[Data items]
# # #
PR #3694, opened 2026-08-06
[18.0][FIX] dbs value has to be kept in case of special proxy config

ivilata:
Ported from #2828 using `oca-port`.

### DIFF
--- a/dbfilter_from_header/override.py
+++ b/dbfilter_from_header/override.py
@@ -13,11 +13,13 @@ db_filter_org = http.db_filter
 
 
 def db_filter(dbs, host=None):
-    dbs = db_filter_org(dbs, host)
+    dbs_orig = db_filter_org(dbs, host)
     httprequest = http.request.httprequest
     db_filter_hdr = httprequest.environ.get("HTTP_X_ODOO_DBFILTER")
     if db_filter_hdr:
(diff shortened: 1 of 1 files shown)


ivilata:
@thomaspaulb @hbrunn, you may want to review/approve this direct port from @cvinh's #2828, as you did for 16.0. Thanks!

thomaspaulb (approved):

hbrunn (changes requested):
reexamining this, it's actually quite a radical change that in any case makes

    Please keep in mind that the standard odoo dbfilter configuration is still applied before looking at the regular expression in the header.

from the readme false. So please update that too. And stress that it's super relevant to set the header *everywhere*.

Without this patch, you can set dbfilter = ^db1|db2|db3$ and be sure this Odoo instance will only ever be able to access those three dbs. With the patch, whenever one has access to the unproxied instance or one that doesn't set the header, you can pass whatever other database that's accessible to the database user, which might be an issue for some deployments.

So actually, I'm not sure any more I agree with this patch.

ivilata:
Thanks @hbrunn for the heads up and sorry for the noise, I failed to check if there was an existing PR for this. Since #3475 is already from the original author, I'll retract this PR to avoid dispersing the discussions as well. I'll copy your comment there so that people don't need to jump too much among PRs. :slightly_smiling_face:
# # #
Set down, from the entries above, exactly the lines from the one with "--- a/dbfilter_from_header/override.py" up to and including the one with "Without this patch, you", and no other lines.

--- a/dbfilter_from_header/override.py
+++ b/dbfilter_from_header/override.py
@@ -13,11 +13,13 @@ db_filter_org = http.db_filter
 
 
 def db_filter(dbs, host=None):
-    dbs = db_filter_org(dbs, host)
+    dbs_orig = db_filter_org(dbs, host)
     httprequest = http.request.httprequest
     db_filter_hdr = httprequest.environ.get("HTTP_X_ODOO_DBFILTER")
     if db_filter_hdr:
(diff shortened: 1 of 1 files shown)


ivilata:
@thomaspaulb @hbrunn, you may want to review/approve this direct port from @cvinh's #2828, as you did for 16.0. Thanks!

thomaspaulb (approved):

hbrunn (changes requested):
reexamining this, it's actually quite a radical change that in any case makes

    Please keep in mind that the standard odoo dbfilter configuration is still applied before looking at the regular expression in the header.

from the readme false. So please update that too. And stress that it's super relevant to set the header *everywhere*.

Without this patch, you can set dbfilter = ^db1|db2|db3$ and be sure this Odoo instance will only ever be able to access those three dbs. With the patch, whenever one has access to the unproxied instance or one that doesn't set the header, you can pass whatever other database that's accessible to the database user, which might be an issue for some deployments.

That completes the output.